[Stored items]
**********
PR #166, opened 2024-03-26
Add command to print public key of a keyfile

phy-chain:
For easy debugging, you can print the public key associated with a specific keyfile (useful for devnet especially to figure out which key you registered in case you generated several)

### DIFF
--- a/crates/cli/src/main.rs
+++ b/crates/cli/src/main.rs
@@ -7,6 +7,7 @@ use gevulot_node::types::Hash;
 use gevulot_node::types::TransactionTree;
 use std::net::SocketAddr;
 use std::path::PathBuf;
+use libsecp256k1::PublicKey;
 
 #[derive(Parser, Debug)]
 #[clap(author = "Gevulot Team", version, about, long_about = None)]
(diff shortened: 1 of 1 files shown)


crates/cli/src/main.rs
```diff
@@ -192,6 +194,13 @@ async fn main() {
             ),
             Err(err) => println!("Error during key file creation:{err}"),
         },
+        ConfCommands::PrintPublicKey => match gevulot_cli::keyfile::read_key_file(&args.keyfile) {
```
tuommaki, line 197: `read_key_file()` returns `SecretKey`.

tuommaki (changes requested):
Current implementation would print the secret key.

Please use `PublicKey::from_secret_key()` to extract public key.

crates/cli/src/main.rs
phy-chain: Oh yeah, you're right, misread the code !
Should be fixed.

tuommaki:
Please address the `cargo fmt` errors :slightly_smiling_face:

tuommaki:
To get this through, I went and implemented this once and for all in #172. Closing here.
**********
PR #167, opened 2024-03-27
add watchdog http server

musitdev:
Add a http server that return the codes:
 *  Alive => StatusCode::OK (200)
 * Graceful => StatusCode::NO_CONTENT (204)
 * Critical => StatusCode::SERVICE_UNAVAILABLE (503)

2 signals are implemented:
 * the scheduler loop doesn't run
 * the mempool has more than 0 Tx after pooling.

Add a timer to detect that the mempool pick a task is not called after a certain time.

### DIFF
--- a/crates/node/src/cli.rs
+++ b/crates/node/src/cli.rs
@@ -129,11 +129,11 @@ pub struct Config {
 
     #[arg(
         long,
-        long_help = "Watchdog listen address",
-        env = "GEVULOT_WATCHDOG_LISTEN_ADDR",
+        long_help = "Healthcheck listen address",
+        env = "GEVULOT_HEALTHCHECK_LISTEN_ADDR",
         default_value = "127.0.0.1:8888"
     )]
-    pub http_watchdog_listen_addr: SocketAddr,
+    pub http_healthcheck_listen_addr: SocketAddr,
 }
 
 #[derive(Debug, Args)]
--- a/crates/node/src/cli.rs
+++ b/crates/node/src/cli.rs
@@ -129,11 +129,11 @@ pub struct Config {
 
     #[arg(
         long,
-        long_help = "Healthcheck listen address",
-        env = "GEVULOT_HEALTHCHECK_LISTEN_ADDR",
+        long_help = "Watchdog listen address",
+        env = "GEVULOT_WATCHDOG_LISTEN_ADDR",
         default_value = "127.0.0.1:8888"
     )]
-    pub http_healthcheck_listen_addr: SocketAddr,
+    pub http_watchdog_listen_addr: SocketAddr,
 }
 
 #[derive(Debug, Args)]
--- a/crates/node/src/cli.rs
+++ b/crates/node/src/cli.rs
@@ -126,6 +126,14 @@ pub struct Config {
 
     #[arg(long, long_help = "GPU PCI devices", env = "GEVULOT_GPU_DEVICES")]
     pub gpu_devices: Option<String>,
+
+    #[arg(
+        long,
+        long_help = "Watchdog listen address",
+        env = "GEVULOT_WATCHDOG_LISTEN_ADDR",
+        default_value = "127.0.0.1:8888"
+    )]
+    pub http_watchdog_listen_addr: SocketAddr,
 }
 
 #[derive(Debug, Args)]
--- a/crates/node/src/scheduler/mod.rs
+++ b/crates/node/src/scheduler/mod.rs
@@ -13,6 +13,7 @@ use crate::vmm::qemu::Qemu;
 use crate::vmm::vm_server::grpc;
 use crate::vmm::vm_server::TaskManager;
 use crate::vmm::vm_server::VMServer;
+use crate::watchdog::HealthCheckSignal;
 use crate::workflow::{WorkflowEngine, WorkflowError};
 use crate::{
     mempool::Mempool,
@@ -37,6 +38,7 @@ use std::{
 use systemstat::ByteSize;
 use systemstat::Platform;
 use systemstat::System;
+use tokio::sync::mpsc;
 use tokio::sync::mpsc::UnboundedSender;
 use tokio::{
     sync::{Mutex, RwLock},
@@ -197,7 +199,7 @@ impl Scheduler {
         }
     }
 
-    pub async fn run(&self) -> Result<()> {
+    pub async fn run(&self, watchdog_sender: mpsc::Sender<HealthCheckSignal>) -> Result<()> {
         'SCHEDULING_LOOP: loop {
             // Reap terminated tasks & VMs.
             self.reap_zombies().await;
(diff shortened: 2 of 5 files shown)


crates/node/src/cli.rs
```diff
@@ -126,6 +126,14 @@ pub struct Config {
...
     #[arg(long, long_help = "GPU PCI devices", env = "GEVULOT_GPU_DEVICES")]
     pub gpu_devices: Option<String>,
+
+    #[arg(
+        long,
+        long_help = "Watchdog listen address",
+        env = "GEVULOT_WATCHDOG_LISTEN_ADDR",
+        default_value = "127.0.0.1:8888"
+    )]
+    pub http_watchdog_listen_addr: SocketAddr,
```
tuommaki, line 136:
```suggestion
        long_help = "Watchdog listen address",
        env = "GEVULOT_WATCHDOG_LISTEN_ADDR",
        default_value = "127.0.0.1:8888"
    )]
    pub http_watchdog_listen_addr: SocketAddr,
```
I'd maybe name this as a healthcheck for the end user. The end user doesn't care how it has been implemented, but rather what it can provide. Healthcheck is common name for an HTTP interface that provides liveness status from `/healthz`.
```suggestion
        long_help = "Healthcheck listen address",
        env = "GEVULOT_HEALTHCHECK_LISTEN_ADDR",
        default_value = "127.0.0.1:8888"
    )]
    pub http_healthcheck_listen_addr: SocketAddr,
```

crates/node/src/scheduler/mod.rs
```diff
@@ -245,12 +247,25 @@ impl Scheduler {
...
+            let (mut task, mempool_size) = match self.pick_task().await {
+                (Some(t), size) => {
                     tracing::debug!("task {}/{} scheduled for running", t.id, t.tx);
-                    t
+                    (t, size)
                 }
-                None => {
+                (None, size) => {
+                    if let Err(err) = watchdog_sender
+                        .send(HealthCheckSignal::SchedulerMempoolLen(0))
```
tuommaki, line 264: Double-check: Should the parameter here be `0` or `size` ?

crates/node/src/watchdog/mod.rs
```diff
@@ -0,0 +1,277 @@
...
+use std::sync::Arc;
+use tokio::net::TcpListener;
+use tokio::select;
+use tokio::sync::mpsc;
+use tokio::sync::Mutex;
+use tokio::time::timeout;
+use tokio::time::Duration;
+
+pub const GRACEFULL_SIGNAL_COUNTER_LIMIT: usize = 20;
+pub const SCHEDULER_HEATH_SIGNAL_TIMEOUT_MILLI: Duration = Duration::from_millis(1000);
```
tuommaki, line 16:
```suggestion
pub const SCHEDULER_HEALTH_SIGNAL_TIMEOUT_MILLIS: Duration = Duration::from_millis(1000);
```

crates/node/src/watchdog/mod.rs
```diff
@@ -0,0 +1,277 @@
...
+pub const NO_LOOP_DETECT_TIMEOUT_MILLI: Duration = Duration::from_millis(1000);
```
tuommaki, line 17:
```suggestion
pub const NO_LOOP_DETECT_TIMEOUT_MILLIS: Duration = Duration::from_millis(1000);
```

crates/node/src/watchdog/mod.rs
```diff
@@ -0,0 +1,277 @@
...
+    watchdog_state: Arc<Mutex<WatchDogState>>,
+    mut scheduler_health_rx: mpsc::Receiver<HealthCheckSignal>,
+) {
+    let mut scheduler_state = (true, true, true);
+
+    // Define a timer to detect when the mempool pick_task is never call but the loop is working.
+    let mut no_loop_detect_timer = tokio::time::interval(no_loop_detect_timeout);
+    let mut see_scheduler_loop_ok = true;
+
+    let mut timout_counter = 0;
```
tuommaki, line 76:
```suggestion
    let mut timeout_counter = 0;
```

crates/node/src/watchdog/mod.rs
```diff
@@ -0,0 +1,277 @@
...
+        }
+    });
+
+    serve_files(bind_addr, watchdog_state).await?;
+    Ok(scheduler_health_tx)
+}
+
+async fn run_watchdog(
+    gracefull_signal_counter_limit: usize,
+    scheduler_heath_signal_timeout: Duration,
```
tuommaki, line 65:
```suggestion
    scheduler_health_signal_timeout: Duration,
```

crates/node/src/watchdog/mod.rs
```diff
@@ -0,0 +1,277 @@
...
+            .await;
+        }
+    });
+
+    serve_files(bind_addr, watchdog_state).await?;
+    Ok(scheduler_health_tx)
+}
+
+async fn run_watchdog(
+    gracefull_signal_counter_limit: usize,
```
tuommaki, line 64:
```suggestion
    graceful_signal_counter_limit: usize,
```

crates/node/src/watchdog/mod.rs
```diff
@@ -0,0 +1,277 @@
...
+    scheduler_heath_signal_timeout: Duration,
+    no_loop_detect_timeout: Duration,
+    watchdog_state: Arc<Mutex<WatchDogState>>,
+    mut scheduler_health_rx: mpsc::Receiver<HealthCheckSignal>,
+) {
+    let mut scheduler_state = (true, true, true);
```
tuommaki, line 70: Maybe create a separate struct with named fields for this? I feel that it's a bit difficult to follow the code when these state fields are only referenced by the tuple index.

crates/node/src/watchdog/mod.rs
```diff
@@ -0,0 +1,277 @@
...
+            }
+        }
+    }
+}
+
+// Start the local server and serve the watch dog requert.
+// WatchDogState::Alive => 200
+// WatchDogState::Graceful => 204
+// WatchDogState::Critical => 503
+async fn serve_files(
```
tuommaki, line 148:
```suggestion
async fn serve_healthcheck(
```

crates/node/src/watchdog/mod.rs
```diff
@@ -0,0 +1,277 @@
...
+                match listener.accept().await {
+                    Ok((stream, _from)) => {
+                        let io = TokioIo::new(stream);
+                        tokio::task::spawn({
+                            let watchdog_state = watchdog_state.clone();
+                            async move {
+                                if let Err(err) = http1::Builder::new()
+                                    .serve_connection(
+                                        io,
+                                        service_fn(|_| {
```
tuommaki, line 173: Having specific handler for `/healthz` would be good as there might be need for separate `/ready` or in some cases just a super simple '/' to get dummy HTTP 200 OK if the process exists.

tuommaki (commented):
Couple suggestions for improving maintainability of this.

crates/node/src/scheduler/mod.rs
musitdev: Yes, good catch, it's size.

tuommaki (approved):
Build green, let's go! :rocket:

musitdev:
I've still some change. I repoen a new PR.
**********
* _What you will do_: Tally the lines in the records that contain "WatchDogState", then give only the tally.

* _Exercise solution_: 5